Dunkwu v. Neville, 575 A.2d 293, 294
(D.C. 1990) (citations omitted).
In addition, Defendants’ have not demonstrated that Plaintiff has failed to state a claim upon which relief may be granted. WHEREFORE, it is this 1 day of February of 2010, hereby, ORDERED, that Defendants’ Motion to Dismiss is DENIED; and it is FURTHER ORDERED, that for each Motion filed, the parties shall e-mail a copy of the proposed order in Microsoft Word Format to the following e-mail addresses pursuant to this Court’s General Order: Christiane2@dcsc.gov and Christiane3@dcsc.gov.
SO ORDERED.
ERIK P. CHRISTIAN
JUDGE
(Signed-in-Chambers)
Copies mailed to:
Elizabeth Torphy-Donzella, Esquire
Darryl G. McCallum, Esquire
20 S. Charles Street, 11th Floor
Baltimore, MD 21201
David Scher, Esquire
Scott Oswald, Esquire
The Employment Law Group, P.C.
888 17th Street, N.W. 9th Floor
Washington, DC 20006
_____________
1 Cf. D.C. CODE § 2-1402.11(a)(1).

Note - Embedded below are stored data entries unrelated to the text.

PR #1943, opened 2026-09-17
broker: enhance strict validation over userinfo sub claim

OrazioLucioTerranova:
Context:

As documented here: https://openid.net/specs/openid-connect-core-1_0.html#UserInfoResponse, the sub Claim in the UserInfo Response MUST be verified to exactly match the sub Claim in the ID Token; if they do not match, the UserInfo Response values MUST NOT be used. This is to avoid possible token substitution attacks.
These changes will modify current check (https://github.com/canonical/authd/pull/1578) that is now accepting also UserInfo responses without a sub claim. The idea is to have a stricter rule that will not allow UserInfo Response not carrying a sub claim.

UDENG-11521


authd-oidc-brokers/internal/broker/broker_test.go
nooreldeenmansour, line 1534: I believe this is the test that Copilot referred to in its [last comment](https://github.com/canonical/authd/pull/1943#pullrequestreview-5302096736), also mentioned in the suppressed comments for an [earlier review](https://github.com/canonical/authd/pull/1943#pullrequestreview-5234015989)

Here is a proposed change

```diff
diff --git i/authd-oidc-brokers/internal/broker/broker_test.go w/authd-oidc-brokers/internal/broker/broker_test.go
index 8c218fef8..b3edc55e1 100644
--- i/authd-oidc-brokers/internal/broker/broker_test.go
+++ w/authd-oidc-brokers/internal/broker/broker_test.go
@@ -1529,7 +1529,9 @@ func TestIsAuthenticated(t *testing.T) {
 				DeleteClaims: []string{"must-have-claim"},
 			},
 			customHandlers: map[string]testutils.EndpointHandler{
-				"/userinfo": testutils.UserInfoHandler(map[string]interface{}{}),
+				"/userinfo": testutils.UserInfoHandler(map[string]interface{}{
+					"sub": "test-user-id",
+				}),
 			},
 		},
 		// OIDC Core §5.3.2: /userinfo sub must equal the verified ID-token sub.

```

PR #1957, opened 2026-09-22
Fix broker snap build with Snapcraft 9.1.1

nooreldeenmansour:
UDENG-11610

The _build broker snap_ job is failing as noted in the following CI runs:
- https://github.com/canonical/authd/actions/runs/35698967104/job/106652321599?pr=1954
- https://github.com/canonical/authd/actions/runs/35695193241/job/106640644207?pr=1939

Snapcraft 9.1.1 rejects `lib/**.so` while priming the broker snap, so a cache miss fails after the broker has built successfully. Use a recursive glob with `**` as its own path component to keep excluding shared libraries.

## Failure

The job failed while priming `libhimmelblau`:

```text
snapcraft 9.1.1 from Canonical installed
Priming libhimmelblau
Unknown error: Invalid pattern: '**' can only be an entire path component
```

Both libhimmelblau and the broker had already compiled successfully. The
failure was caused by this invalid `pathlib.Path.glob()` pattern:

```yaml
- -lib/**.so
```

`**` must be a complete path component. The corrected pattern is:

```yaml
- -lib/**/*.so
```
## Verification

Local environment: Snapcraft 9.1.1, Python 3.12.3.

Before the fix, this command reproduced the CI error:

```bash
authd-scripts/build-broker-snap \
    --broker msentraid \
    --build-dir ../build \
    --snap-src-dir ~/projects/build/authd-broker-snap-911-repro
```

After the fix, the same build completed and produced:

```text
authd-msentraid_0.4.0+35503fd.dade21d_amd64.snap
```

The snap was also unpacked successfully with `unsquashfs`. Only existing
metadata warnings for missing `title` and `contact` remained.

e2e-tests: allowed_users.robot login_gdm.robot
e2e-test-case: Test login with GDM


nooreldeenmansour:
CI seems to pass now

adombeck (approved):

PR #74, opened 2023-07-06
Add hybrid fusion type support

antas-marcin:


src/graphql/journey.test.ts
```diff
@@ -372,6 +372,36 @@ describe('the graphql journey', () => {
       });
   });
 
+  test('graphql get hybrid with query, alpha, properties and fushionType: rankedFusion', () => {
+    return client.graphql
+      .get()
+      .withClassName('Article')
+      .withHybrid({ query: 'Apple', properties: ['title'], alpha: 0, fusionType: 'rankedFusion' })
```
dirkkul, line 379: fusionType is an grapql enum and not a string, so the '' are not needed

antas-marcin: done

dirkkul (approved):

PR #76, opened 2023-07-06
Add class parameter to nodes API

antas-marcin:


src/cluster/journey.test.ts
```diff
@@ -20,15 +20,16 @@ describe('cluster nodes endpoint', () => {
     return client.cluster
       .nodesStatusGetter()
       .do()
-      .then((nodesStatusResponse: any) => {
+      .then((nodesStatusResponse: NodesStatusResponse) => {
         expect(nodesStatusResponse.nodes).toHaveLength(1);
-        const node = nodesStatusResponse.nodes[0];
+        const node = nodesStatusResponse.nodes![0];
```
dirkkul, line 25: what do these warnings mean?

>Forbidden non-null assertion

dirkkul (approved):

src/cluster/journey.test.ts
antas-marcin: `nodesStatusResponse.nodes` is optional (as we now use a type in response) and that's why we get those warnings, but let me write this code in a "safe" way

aliszka (approved):

PR #81, opened 2023-08-05
instance_version_warning

Abhijithchintu:


Abhijithchintu:
I agree to CLA

src/validation/version.ts
```diff
@@ -0,0 +1,11 @@
...
+    if (typeof version === 'string') {
+        const versionNumbers = version.split('.');
+        if (versionNumbers.length >= 2) {
+          const major = parseInt(versionNumbers[0], 10);
+          const minor = parseInt(versionNumbers[1], 10);
+          return (major <= 1 && minor < 16);
+        }
+    }
+    return false;
+}
```
tsmith023, line 11: The boolean logic here is a little confusing since the function is named `isValidWeaviateVersion` yet it returns a falsey value on successful completion and truthy value on error/issue. With this logic, I would expect the function to be called `isNotValidWeaviateVersion`.

I think it would be better if this name was maintained but the internal logic was flipped so that an invalid version returns a falsey value.

src/utils/beaconPath.ts
```diff
@@ -41,6 +42,11 @@ export class BeaconPath {
     } else {
       support.warns.notSupportedClassNamespacedEndpointsForBeacons();
     }
+    if(support.version){
+      if (isValidWeaviateVersion(support.version)){
```
tsmith023, line 46: If `isValidWeaviateVersion` changes as per my comment below, this will need to change too 😁

src/data/path.ts
```diff
@@ -176,6 +177,11 @@ export class ReferencesPath {
       } else {
         support.warns.notSupportedClassNamespacedEndpointsForReferences();
       }
+      if(support.version){
+        if (isValidWeaviateVersion(support.version)){
```
tsmith023, line 181: If `isValidWeaviateVersion` changes as per my comment below, this will need to change too 😁

tsmith023 (changes requested):
Thanks for the contribution and for developing it inline with the established style of the codebase! There's only one major comment on the `isValidWeaviateVersion` function otherwise it looks good to me 😁

Abhijithchintu:
Thanks for reviewing and suggesting changes, i have written function and then changed logic again. Hence it contradicted with function name, later i forgot to change function name. Now i have made the changes along with lint fix. Please review the pr again.

src/validation/version.ts
```diff
@@ -0,0 +1,11 @@
...
+  if (typeof version === 'string') {
+    const versionNumbers = version.split('.');
+    if (versionNumbers.length >= 2) {
+      const major = parseInt(versionNumbers[0], 10);
+      const minor = parseInt(versionNumbers[1], 10);
+      return major <= 1 && minor < 16;
+    }
+  }
+  return false;
+}
```
tsmith023, line 11: Sorry for not being clearer in the original review but I still think this is confusing since a double negative is involved in the logic & naming convention here. Here we are saying "Is the Weaviate version invalid" and return "No" on a success, which is easy to get confused about due to the double negative

I think naming it `isValidWeaviateVersion`, returning `true` on line 10, and refactoring line 7 to return `false` is preferable. Perhaps the following on line 7:
```typescript
return major <= 1 && minor < 16 ? false : true;
```

Then the conditional statements in `path.ts` and `beaconPath.ts` would be:
```typescript
if(!isValidWeaviateVersion(support.version)) { ... }
```

In this way double negatives are avoided and the code is easier to read 😁 The logic of saying "Is not valid" in the conditional statements is still clear from the `!` operator also

tsmith023 (changes requested):

tsmith023:
@Abhijithchintu, interestingly `eslint` isn't a fan of my recommendation 😅 I think this:
```typescript
return major <= 1 && minor < 16 ? false : true;
```
needs changing to this:
```typescript
return !(major <= 1 && minor < 16)
```
Make sure to the run the linter before you push the changes to ensure my suggestion is accepted by it!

It shall be unlawful to do the following discriminatory acts: “(1) By an employer. -- To fail or refuse to hire, or to discharge, any individual; or otherwise to discriminate against any individual, with respect to his compensation, terms, conditions, or privileges of employment, including promotion; or to limit, segregate, or classify his employees in any way which would deprive or tend to deprive any individual of employment opportunities, or otherwise adversely affect his status as an employee… .” with MD. CODE ANN. § 20-606(a)(1) (2009) states that an employer may not “fail or refuse to hire, discharge, or otherwise discriminate against any individual with respect to the individual's compensation, terms, conditions, or privileges of employment because of: (i) the individual's race, color, religion, sex, age, national origin, marital status, sexual orientation, genetic information, or disability unrelated in nature and extent so as to reasonably preclude the performance of the employment; … (2) limit, segregate, or classify its employees or applicants for employment in any way that would deprive or tend to deprive any individual of employment opportunities or otherwise adversely affect the individual's status as an employee … .” (italics added).